A reader thinks that Naomi Klein should revisit the Louisiana story and see how the “shock doctrine” has progressed:

Diane, I too have a passion for Louisiana, and a couple of friends there who also keep me in the loop.Your tireless efforts to tell the truth about what has happened in Louisiana since Milton Friedman decided to use “Shock Doctrine” to his advantage is very important to stopping Jindal from his merciless destruction of public education and democracy itself!

For those who are not familiar with Naomi’s introduction to “The Shock Doctrine – The Rise of Disaster Capitalism”- here is a brief excerpt from her intro:

“Over at the shelter, Jamar could think of nothing else. “I really don’t see it as cleaning up the city. What I see is that a lot of people got killed uptown. People who shouldn’t have died.”

He was speaking quietly, but an older man in line in front of us overheard and whipped around. “What is wrong with these people in Baton Rouge? This isn’t an opportunity. It’s a goddamned tragedy. Are they blind?” A mother with two kids chimed in. “No, they’re not blind, they’re evil. They see just fine.”

One of those who saw opportunity in the floodwaters of New Orleans was the late Milton Friedman, grand guru of unfettered capitalism and credited with writing the rulebook for the contemporary, hyper-mobile global economy. Ninety-three years old and in failing health, “Uncle Miltie”, as he was known to his followers, found the strength to write an op-ed for the Wall Street Journal three months after the levees broke. “Most New Orleans schools are in ruins,” Friedman observed, “as are the homes of the children who have attended them. The children are now scattered all over the country. This is a tragedy. It is also an opportunity.”

Friedman’s radical idea was that instead of spending a portion of the billions of dollars in reconstruction money on rebuilding and improving New Orleans’ existing public school system, the government should provide families with vouchers, which they could spend at private institutions.

In sharp contrast to the glacial pace with which the levees were repaired and the electricity grid brought back online, the auctioning-off of New Orleans’ school system took place with military speed and precision. Within 19 months, with most of the city’s poor residents still in exile, New Orleans’ public school system had been almost completely replaced by privately run charter schools.

The Friedmanite American Enterprise Institute enthused that “Katrina accomplished in a day … what Louisiana school reformers couldn’t do after years of trying”. Public school teachers, meanwhile, were calling Friedman’s plan “an educational land grab”. I call these orchestrated raids on the public sphere in the wake of catastrophic events, combined with the treatment of disasters as exciting market opportunities, “disaster capitalism”. ~Naomi Klein, “The Shock Doctrine – The Rise of Disaster Capitalism” [2007] ~ read the excerpt as taken from here: http://www.naomiklein.org/shock-doctrine/excerpt

I would like to see three media sources come to do a follow-up on Naomi Klein’s introduction to her world renowned book: “The Shock Doctrine – The Rise of Disaster Capitalism”.

Can we get Naomi Klein to do a follow up?

How about teaming up with Joanne Barkan who wrote, “Got Dough” [see link to this article here: http://muse.jhu.edu/login?auth=0&type=summary&url=/journals/dissent/v058/58.1.barkan.pdf ] in Dissent Magazine?

And of course, how about teaming up with Ed Shultz?

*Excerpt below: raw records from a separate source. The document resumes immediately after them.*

PR #538, opened 2026-08-27
fix(shelf_static): Handle int overflow during byte range parsing

kevmoo:
Uses int.tryParse() to gracefully handle extremely large integers in Range header parsing, avoiding unhandled FormatException / 500 error.

### DIFF
--- a/pkgs/shelf_static/lib/src/static_handler.dart
+++ b/pkgs/shelf_static/lib/src/static_handler.dart
@@ -322,24 +322,30 @@ Response? _fileRangeResponse(
     end = actualLength - 1;
   } else {
     final parsedStart = int.tryParse(startMatch);
-    start = parsedStart ?? actualLength;
-    if (endMatch.isEmpty) {
-      end = actualLength - 1;
-    } else {
-      end = int.tryParse(endMatch) ?? actualLength - 1;
+    final parsedEnd = endMatch.isEmpty ? null : int.tryParse(endMatch);
+
+    // If end is specified and start > end, range is syntactically invalid
+    // (RFC 2616 / RFC 7233).
+    if (endMatch.isNotEmpty) {
+      if (parsedStart == null && parsedEnd != null) return null;
+      if (parsedStart != null && parsedEnd != null && parsedStart > parsedEnd) {
+        return null;
+      }
     }
+
+    if (parsedStart == null || parsedStart >= actualLength) {
+      return Response(
+        HttpStatus.requestedRangeNotSatisfiable,
+        headers: headers,
+      );
+    }
+
+    start = parsedStart;
+    end = (parsedEnd == null || parsedEnd >= actualLength)
+        ? actualLength - 1
+        : parsedEnd;
   }
 
-  // If the range is syntactically invalid the Range header
-  // MUST be ignored (RFC 2616 section 14.35.1).
-  if (start > end) return null;
-
-  if (end >= actualLength) {
-    end = actualLength - 1;
-  }
-  if (start >= actualLength) {
-    return Response(HttpStatus.requestedRangeNotSatisfiable, headers: headers);
-  }
   return Response(
     HttpStatus.partialContent,
     body: request.method == 'HEAD' ? null : file.openRead(start, end + 1),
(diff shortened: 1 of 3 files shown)


pkgs/shelf_static/lib/src/static_handler.dart
```diff
@@ -312,12 +312,22 @@ Response? _fileRangeResponse(
...
-    start = int.parse(startMatch);
-    end = endMatch.isEmpty ? actualLength - 1 : int.parse(endMatch);
+    final parsedStart = int.tryParse(startMatch);
+    start = parsedStart ?? actualLength;
+    if (endMatch.isEmpty) {
+      end = actualLength - 1;
+    } else {
+      end = int.tryParse(endMatch) ?? actualLength - 1;
+    }
   }
```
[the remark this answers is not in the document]
kevmoo: Done. Validated range boundaries before capping to representation length, and returning HTTP 416 for unsatisfiable ranges (such as start >= actualLength or start overflow).

pkgs/shelf_static/test/create_file_handler_test.dart
```diff
@@ -178,6 +178,37 @@ void main() {
...
     });
+    test('ignores request with start overflow', () async {
+      final handler = createFileHandler(p.join(d.sandbox, 'file.txt'));
+      final response = await makeRequest(
+        handler,
+        '/file.txt',
+        headers: {'range': 'bytes=99999999999999999999-'},
+      );
+      expect(response.statusCode, equals(HttpStatus.ok));
+    });
```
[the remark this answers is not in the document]
kevmoo: Done. Updated unit test expectations to expect 416 Requested Range Not Satisfiable on start overflow and open-ended ranges beyond EOF.

pkgs/shelf_static/lib/src/static_handler.dart
brianquinlan:
```suggestion
/// Serves a range of [file], if [request] is a valid 'bytes' range request.
```

pkgs/shelf_static/lib/src/static_handler.dart
```diff
@@ -312,24 +312,40 @@ Response? _fileRangeResponse(
   int start; // First byte position - inclusive.
   int end; // Last byte position - inclusive.
   if (startMatch.isEmpty) {
-    start = actualLength - int.parse(endMatch);
-    if (start < 0) start = 0;
+    final parsedEnd = int.tryParse(endMatch);
+    if (parsedEnd == null) {
```
brianquinlan, line 320: isn't this only possible if the range is `"bytes=-"` or if the end of the range is too large? Can we just return `null` here? But maybe document the two possibilities.

pkgs/shelf_static/lib/src/static_handler.dart
```diff
@@ -312,24 +312,40 @@ Response? _fileRangeResponse(
...
+      if (parsedStart == null && parsedEnd != null) return null;
+      if (parsedStart != null && parsedEnd != null && parsedStart > parsedEnd) {
+        return null;
+      }
+    }
 
-  // If the range is syntactically invalid the Range header
-  // MUST be ignored (RFC 2616 section 14.35.1).
-  if (start > end) return null;
+    if (parsedStart == null || parsedStart >= actualLength) {
```
brianquinlan, line 342: Maybe add a comment like:
// Since `parsedStart` is not empty, if it is `null` then it must be larger than can fit
// in the Dart `int` type.

pkgs/shelf_static/lib/src/static_handler.dart
kevmoo: Done. Applied doc comment typo fix.

pkgs/shelf_static/lib/src/static_handler.dart
kevmoo: Done. Added clarifying comment explaining that "bytes=-" is rejected upfront at line 310, and parsedEnd == null indicates a suffix length exceeding 64-bit int which serves the entire file (start = 0) per RFC 7233 § 2.1.

pkgs/shelf_static/lib/src/static_handler.dart
kevmoo: Done. Added clarifying comment explaining that parsedStart == null indicates an integer overflow and returns HTTP 416.

brianquinlan (approved):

Cant he three of them get together with you to increase the public’s awareness of the unconscionable crimes being committed against Louisiana’s children, against their own state constitution? Gotta love, Ed! I’m so glad he had you on his show. I want him to invite you as a REGULAR guest! Still wish Maddow would wake up and bring you on too, but I digress.

I think the 4 of you could do some real good together as partners to help Louisiana get out of “disaster capitalism” and spread that healing to the nation, ridding us of the marriage between Neoliberalism and Neoconservativism through corporate education reform that is destroying public education and democracy!

Thank you again for helping the children, families, teachers, and communities of Louisiana by shining a light on the horrors of corporate education reform in this state.